Practically, OrthoRank is implemented by evaluating token orthogonality through cosine similarity and operationalizing this via framework integrations such as PyTorch, optimizing for hardware accelerations. The implementation eschews additional model layers or routers, markedly simplifying deployment and enhancing compatibility with existing pretrained LLM architectures. The approach iterates over each token within selected layers, computing the orthogonal score to the sink token and leveraging this to rank tokens by their relevance.

One of the notable computational advantages of OrthoRank is its compatibility with layer-wise pruning strategies, allowing it to be applied selectively across specific layers to achieve optimal trade-offs in computational load and inference speed without sacrificing accuracy or necessitating additional training. The framework can be easily adapted into current LLM deployment pipelines, aligning with established norms for inference optimization in transformer-based models.

Experimental Results

The empirical evaluations demonstrated that OrthoRank consistently outperformed traditional layer pruning methods on benchmarks such as C4 and LongBench. Specifically, it achieved lower perplexity and higher zero-shot accuracy at equivalent sparsity levels, underscoring its effectiveness in real-world settings characterized by stringent latency and throughput requirements (Figure 3).

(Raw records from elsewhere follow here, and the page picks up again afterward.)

PR #646, opened 2022-04-09
644 Do not calculate total directory size unless it will be displayed

juansc:
Addresses https://github.com/Peltoche/lsd/issues/644. 

Any suggestions for how to implement a test for this?

---
#### TODO

- [x] Use `cargo fmt`
- [ ] Add necessary tests
- [ ] Add changelog entry 


zwpaper:
how about adding a test for `displays_size` like https://github.com/Peltoche/lsd/pull/646/files#diff-8992e6e5f254bdfb40335a8538fbcf0f0d77baba1b2f09b4358ab8c69aa344beL264

and add an integration test to check the functionality like https://github.com/Peltoche/lsd/blob/master/tests/integration.rs#L387

juansc:
Hi @zwpaper! Looking at the integration tests it looks like they all run the command and verify the output. The change here is that we won't run a calculation that is currently not being displayed. This change can't be tested or detected by looking at the output of the command. 

Maybe I can do the following? 
``` rust
impl Flags {
  fn should_calculate_total_size(&self) -> bool {
    self.total_size.0 && self.blocks.displays_size()
  }
}
``` 
Then maybe I can test the value of `should_calculate_total_size` given different configurations. My only concern is that the decision is not really a concern for `Flags`  but rather `Core`

PR #651, opened 2022-04-30
Add icons for HEIC, PEM and TOML

nix6839:
Add icons for HEIC, PEM and TOML
---
#### TODO

- [x] Use `cargo fmt`
- [x] Add necessary tests
- [x] Add changelog entry


meain:
Thanks for the PR.

PR #654, opened 2022-05-03
622 block headers

### LINKED ISSUE #622: Block Headers
Is there a way to have block headers?
image

MichaelAug:
closes #622 
---
#### TODO

- [x] Use `cargo fmt`
- [x] Add necessary tests
- [x] Add changelog entry


MichaelAug:
This is how the header looks like
image

meain:
On second thought should we just use underlines instead of using `-`? It looks like we have a lot of wasted space.

MichaelAug:
> On second thought should we just use underlines instead of using `-`? It looks like we have a lot of wasted space.

Yes, it does look like there's a lot of wasted space. Will update

MichaelAug:
Underlined text looks much better imo :)
image

zwpaper:
Thanks for contributing!

PR #661, opened 2022-05-17
windows: restore colors when lsd is run under msys2, fixes #657

### LINKED ISSUE #657: Color output is broken in some combinations on Windows + MSYS2
- os: windows
- `lsd --version`:  0.21.0
- `echo $TERM`:  xterm-256color
- `echo $LS_COLORS`:  <unset>

## Expected behavior
Seeing colors.

## Actual behavior

With windows terminal, launcing bash using msys2:
image

wezterm, launching zsh using msys2:
image

See colored prompt and colored cargo output is working. Only "lsd" command output has codes showing `←[38;5;4m←[1m  bin←[0m  ←[38;5;4m←[1m  pkg←[0m`.

The same "lsd.exe" correctly shows colors in powershell and cmd.exe, and also when run thru stand-alone msys2.

martinlindhe:


martinlindhe:
I am not sure this is the best solution as it adds a dependency for ansi_term. This should ideally work with crossterm, but crossterm is doing something strange today.

martinlindhe:
This will be correctly resolved when crossterm merges https://github.com/crossterm-rs/crossterm/pull/657 and when lsd updates to a future version.

PR #669, opened 2022-06-12
Refactor icon module

TeamTamoad:
This PR do 2 things

1. Construct icon hash maps from an array to prevent the reallocation (we know the exact list of key and value)
2. Simplify the code about icon matching logic
    - The matching order is the same
    - Use match statement to make code more readable (It also requires more indentation)
    - Use cfg attribute instead of cfg macro

#### TODO

- [x] Use `cargo fmt`
- [ ] Add necessary tests
- [ ] Add changelog entry


meain (approved):
thanks!

PR #698, opened 2022-07-10
docs(readme): make example config file collapsible

TeamTamoad:
Because the example config files is quite long, it's annoying to scroll all the way down to the bottom.
This PR makes example config file collapsible. However, it still shows the config file by default.

---
#### TODO

- [ ] Use `cargo fmt`
- [ ] Add necessary tests
- [ ] Add changelog entry

### DIFF
--- a/README.md
+++ b/README.md
@@ -81,9 +81,9 @@ You can also provide a configuration file from a non standard location:
 
 ### Config file content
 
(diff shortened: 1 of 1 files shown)


meain (approved):
I guess since it is open by default, there is no harm in adding this anyways.

Issue #841, opened 2023-04-24
Filesizes shown in bytes not colored with size.medium and size.large


pstray:
- os: linux
- `lsd --version`:  lsd 0.23.1

## Expected behavior
I had hoped for files colors be applied to sizes even when '--size bytes'.

## Actual behavior
With '--size bytes', all files sizes are colored with size.small

zwpaper:
/close

as #856 merged

PR #856, opened 2023-06-15
Fixed file size colorizing with `--size=bytes` argument

bells307:
Fixed incorrect colorizing with `--size=bytes` described in issue #841 

---
#### TODO

- [x] Use `cargo fmt`
- [x] Add changelog entry


zwpaper:
thanks for contributing @bells307

Issue #857, opened 2023-06-15
[ENHANCEMENT] Implementing ls -p argument 


D3vil0p3r:
Is it possible to implement the `-p` argument of 'ls' in 'lsd'?

zwpaper:
do you mean the following?

```
       -p, --indicator-style=slash
              append / indicator to directories
```

D3vil0p3r:
Yes

PR #863, opened 2023-06-25
add indicator style

nim65s:
Hi,

I saw a "good first issue" on #857, so I gave it a try :)
---
#### TODO

- [x] Use `cargo fmt`
- [x] Add necessary tests
- [x] Add changelog entry


nim65s:
NB: I tried to keep compatibility with previous options / config files, but it might be cleaner to allow some refactoring here

PR #873, opened 2023-08-06
lsd does not seem to be available in Ubuntu repositories

JJ:
This is the error I get:

```
No hay un paquete apt "lsd", pero hay un snap con ese nombre.
Intente «snap install lsd»
```

Spanish for: no `lsd` package, try... what I've written here

---
#### TODO

- [ ] Use `cargo fmt`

Figure 3: Layer-wise performance by token selection criteria highlights our method achieving lower perplexity across most layers compared to random token selection and the Reverse criteria.

Conclusion

OrthoRank presents a significant contribution to the field of machine learning by optimizing token processing at a micro-level within LLM layers based on orthogonality measures. This reduces unnecessary calculations, preserves model performance, and maintains robust accuracy across tasks. In conclusion, OrthoRank offers a promising framework for efficient LLM deployment, especially in scenarios where computational resources and latency are constraints. The orthogonality-based selection approach paves the way for further research into token dynamics and interactions within transformers, broadening the understanding of their internal mechanisms in ways that improve efficiency and precision.